Exercise objective:
From the first line of the records through the line containing "Add cleanup scripts", retype every line exactly and nothing else.

[Provided entries Boundary: Start]

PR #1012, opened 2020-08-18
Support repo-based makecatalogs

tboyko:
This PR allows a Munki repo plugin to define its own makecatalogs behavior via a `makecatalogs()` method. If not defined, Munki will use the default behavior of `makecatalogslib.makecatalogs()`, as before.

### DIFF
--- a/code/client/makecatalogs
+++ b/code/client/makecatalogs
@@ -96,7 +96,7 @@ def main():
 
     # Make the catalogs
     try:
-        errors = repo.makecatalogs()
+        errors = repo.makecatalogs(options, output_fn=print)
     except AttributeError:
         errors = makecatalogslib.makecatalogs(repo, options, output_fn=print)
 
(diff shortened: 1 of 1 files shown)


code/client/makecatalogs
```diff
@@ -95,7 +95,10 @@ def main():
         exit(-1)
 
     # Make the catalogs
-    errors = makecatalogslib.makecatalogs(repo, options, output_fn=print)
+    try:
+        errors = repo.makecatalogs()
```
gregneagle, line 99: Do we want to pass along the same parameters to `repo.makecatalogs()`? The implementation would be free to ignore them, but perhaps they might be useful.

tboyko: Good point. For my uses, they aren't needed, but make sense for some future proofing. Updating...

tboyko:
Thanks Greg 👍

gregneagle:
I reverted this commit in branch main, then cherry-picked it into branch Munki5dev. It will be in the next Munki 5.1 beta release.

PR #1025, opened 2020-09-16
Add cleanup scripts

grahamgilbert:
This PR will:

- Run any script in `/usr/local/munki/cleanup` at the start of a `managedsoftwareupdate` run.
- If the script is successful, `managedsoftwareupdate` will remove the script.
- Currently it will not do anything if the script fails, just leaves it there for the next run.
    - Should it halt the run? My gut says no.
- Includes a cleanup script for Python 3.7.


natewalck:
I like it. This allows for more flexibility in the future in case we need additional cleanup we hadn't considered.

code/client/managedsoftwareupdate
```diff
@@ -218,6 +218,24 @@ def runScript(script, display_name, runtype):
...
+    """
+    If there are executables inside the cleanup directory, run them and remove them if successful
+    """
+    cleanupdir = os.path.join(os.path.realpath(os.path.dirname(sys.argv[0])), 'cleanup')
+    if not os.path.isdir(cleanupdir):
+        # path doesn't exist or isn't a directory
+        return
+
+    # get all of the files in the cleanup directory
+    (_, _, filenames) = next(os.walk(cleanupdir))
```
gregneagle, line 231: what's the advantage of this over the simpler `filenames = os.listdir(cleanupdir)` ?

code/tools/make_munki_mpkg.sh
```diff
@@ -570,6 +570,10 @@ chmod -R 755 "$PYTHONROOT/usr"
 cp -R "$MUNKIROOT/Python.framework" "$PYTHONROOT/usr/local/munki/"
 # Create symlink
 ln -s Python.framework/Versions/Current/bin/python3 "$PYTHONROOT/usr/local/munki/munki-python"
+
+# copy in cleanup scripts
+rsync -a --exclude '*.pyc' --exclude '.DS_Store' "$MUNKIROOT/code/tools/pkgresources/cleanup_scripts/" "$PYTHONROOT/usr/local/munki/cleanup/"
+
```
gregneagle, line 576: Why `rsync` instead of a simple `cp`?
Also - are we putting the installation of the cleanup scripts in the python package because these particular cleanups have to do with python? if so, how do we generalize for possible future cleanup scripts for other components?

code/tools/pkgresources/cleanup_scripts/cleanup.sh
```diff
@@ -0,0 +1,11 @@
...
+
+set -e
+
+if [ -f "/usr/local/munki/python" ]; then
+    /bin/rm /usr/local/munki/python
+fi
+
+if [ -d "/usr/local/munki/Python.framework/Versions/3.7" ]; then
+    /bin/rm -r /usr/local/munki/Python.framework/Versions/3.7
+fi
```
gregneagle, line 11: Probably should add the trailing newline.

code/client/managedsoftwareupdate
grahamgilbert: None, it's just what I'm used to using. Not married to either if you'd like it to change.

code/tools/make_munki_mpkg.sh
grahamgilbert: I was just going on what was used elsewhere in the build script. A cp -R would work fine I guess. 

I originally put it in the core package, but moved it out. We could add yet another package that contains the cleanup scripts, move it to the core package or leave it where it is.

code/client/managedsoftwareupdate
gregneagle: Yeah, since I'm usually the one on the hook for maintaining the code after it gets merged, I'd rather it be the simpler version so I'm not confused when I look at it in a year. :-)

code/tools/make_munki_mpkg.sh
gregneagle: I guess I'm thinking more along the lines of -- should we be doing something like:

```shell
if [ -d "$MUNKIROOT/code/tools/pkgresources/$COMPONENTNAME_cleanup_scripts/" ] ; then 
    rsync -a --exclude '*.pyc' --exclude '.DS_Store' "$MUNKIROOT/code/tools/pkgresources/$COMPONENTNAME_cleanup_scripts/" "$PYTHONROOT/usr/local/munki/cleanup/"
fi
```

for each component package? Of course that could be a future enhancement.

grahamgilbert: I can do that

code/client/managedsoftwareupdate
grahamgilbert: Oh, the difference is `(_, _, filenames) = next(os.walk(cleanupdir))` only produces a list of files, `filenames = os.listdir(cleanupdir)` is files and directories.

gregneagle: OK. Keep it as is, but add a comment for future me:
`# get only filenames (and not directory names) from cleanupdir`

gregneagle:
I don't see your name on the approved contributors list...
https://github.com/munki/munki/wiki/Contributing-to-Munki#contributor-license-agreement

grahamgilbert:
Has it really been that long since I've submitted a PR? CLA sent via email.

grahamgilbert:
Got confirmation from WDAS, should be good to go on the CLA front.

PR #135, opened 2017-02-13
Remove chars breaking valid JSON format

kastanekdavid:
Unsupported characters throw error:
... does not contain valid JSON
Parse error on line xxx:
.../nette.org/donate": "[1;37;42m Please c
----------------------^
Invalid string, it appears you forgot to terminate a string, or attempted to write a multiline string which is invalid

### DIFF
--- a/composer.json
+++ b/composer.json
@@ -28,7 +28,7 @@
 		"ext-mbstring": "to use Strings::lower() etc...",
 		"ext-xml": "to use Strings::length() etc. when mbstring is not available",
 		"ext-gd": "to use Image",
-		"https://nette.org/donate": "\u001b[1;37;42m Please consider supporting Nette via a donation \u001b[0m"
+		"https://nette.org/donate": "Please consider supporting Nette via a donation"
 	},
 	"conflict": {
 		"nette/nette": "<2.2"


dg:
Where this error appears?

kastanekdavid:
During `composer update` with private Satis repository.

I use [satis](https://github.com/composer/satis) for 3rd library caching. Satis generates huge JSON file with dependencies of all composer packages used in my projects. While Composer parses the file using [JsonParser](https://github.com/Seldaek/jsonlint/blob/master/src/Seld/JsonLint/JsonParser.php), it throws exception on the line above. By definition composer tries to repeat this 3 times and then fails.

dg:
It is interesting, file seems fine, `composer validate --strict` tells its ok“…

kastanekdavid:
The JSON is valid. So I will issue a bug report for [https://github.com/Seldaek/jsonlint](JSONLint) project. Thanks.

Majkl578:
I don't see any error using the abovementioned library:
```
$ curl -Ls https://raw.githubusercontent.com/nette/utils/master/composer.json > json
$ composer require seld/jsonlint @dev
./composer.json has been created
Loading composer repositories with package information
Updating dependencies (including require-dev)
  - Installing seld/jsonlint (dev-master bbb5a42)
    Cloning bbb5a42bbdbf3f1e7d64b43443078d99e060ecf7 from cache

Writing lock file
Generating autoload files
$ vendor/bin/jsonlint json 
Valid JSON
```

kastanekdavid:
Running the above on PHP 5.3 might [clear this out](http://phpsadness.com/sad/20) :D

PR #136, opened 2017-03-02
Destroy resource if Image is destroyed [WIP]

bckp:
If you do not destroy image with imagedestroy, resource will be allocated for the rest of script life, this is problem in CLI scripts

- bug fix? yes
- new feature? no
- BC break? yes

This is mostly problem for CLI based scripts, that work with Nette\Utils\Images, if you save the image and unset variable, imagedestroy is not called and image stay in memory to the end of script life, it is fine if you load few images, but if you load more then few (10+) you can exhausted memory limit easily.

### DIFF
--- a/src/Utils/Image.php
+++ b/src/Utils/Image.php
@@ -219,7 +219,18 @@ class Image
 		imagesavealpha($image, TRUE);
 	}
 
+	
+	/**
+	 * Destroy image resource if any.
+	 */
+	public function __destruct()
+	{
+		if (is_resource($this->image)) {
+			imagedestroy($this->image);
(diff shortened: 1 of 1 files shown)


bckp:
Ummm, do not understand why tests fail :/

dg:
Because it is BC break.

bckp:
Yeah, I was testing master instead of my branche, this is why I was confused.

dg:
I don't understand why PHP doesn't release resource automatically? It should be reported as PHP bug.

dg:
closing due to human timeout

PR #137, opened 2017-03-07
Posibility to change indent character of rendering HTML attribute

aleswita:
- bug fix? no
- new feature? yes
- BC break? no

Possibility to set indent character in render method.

[Provided entries Boundary: End]

Exercise solution:
PR #1012, opened 2020-08-18
Support repo-based makecatalogs

tboyko:
This PR allows a Munki repo plugin to define its own makecatalogs behavior via a `makecatalogs()` method. If not defined, Munki will use the default behavior of `makecatalogslib.makecatalogs()`, as before.

### DIFF
--- a/code/client/makecatalogs
+++ b/code/client/makecatalogs
@@ -96,7 +96,7 @@ def main():
 
     # Make the catalogs
     try:
-        errors = repo.makecatalogs()
+        errors = repo.makecatalogs(options, output_fn=print)
     except AttributeError:
         errors = makecatalogslib.makecatalogs(repo, options, output_fn=print)
 
(diff shortened: 1 of 1 files shown)


code/client/makecatalogs
```diff
@@ -95,7 +95,10 @@ def main():
         exit(-1)
 
     # Make the catalogs
-    errors = makecatalogslib.makecatalogs(repo, options, output_fn=print)
+    try:
+        errors = repo.makecatalogs()
```
gregneagle, line 99: Do we want to pass along the same parameters to `repo.makecatalogs()`? The implementation would be free to ignore them, but perhaps they might be useful.

tboyko: Good point. For my uses, they aren't needed, but make sense for some future proofing. Updating...

tboyko:
Thanks Greg 👍

gregneagle:
I reverted this commit in branch main, then cherry-picked it into branch Munki5dev. It will be in the next Munki 5.1 beta release.

PR #1025, opened 2020-09-16
Add cleanup scripts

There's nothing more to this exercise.